■ **Exercise prompt**
Search the data for the word "files". Reproduce every line where it is found.

┌──

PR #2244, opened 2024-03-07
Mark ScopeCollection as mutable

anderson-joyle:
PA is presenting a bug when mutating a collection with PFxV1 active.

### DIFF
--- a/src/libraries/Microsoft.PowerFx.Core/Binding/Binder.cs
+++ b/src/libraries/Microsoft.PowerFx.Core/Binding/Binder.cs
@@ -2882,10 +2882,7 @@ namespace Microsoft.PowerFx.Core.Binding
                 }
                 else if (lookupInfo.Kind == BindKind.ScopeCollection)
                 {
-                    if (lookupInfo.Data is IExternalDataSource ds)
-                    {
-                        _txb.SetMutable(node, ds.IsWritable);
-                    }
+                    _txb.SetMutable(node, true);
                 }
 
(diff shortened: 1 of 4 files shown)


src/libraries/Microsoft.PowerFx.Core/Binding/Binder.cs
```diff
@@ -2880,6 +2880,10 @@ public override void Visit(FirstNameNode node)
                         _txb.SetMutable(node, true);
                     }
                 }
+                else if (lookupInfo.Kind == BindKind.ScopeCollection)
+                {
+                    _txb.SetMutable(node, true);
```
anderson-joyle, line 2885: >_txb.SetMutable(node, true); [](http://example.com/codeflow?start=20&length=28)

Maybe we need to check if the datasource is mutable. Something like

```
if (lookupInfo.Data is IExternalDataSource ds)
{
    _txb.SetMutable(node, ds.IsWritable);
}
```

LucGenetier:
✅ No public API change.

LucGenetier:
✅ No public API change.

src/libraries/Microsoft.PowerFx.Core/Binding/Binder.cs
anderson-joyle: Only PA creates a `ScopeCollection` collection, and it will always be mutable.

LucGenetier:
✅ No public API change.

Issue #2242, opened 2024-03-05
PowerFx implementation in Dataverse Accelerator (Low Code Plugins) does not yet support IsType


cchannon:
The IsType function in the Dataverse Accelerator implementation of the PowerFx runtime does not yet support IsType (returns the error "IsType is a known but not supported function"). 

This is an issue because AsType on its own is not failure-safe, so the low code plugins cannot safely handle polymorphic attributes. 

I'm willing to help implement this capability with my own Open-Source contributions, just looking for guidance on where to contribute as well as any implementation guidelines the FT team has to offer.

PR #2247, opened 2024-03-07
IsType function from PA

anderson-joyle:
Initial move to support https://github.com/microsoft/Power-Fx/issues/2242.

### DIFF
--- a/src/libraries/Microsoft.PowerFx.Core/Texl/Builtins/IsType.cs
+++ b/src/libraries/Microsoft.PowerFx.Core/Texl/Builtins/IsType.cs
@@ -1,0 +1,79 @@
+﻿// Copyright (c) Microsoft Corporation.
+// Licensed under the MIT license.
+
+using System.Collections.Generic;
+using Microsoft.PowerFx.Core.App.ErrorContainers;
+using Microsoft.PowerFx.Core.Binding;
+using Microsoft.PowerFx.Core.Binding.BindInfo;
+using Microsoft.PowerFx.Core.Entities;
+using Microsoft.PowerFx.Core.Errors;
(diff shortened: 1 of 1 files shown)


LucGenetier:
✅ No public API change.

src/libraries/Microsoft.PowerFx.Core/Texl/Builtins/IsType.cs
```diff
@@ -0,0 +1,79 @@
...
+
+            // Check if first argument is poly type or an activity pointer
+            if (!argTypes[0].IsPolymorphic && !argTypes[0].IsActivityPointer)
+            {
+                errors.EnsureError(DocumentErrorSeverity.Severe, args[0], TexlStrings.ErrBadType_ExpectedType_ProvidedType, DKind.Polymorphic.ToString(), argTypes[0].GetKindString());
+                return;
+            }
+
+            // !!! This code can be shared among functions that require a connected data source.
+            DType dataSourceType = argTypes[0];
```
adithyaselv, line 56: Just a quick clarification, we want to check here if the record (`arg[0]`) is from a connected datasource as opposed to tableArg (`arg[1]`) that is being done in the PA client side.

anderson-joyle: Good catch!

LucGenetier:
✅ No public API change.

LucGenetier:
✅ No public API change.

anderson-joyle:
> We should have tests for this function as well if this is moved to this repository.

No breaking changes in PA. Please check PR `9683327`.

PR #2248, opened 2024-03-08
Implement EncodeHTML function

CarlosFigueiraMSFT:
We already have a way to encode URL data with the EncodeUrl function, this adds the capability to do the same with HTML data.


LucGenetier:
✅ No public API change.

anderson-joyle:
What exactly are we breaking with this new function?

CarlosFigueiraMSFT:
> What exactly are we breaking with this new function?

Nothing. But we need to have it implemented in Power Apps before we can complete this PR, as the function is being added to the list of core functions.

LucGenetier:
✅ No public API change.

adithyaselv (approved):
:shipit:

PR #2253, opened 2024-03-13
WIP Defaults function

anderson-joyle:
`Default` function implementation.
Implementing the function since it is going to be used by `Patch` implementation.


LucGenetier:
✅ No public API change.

└──

■ **Written response**
(diff shortened: 1 of 4 files shown)
(diff shortened: 1 of 1 files shown)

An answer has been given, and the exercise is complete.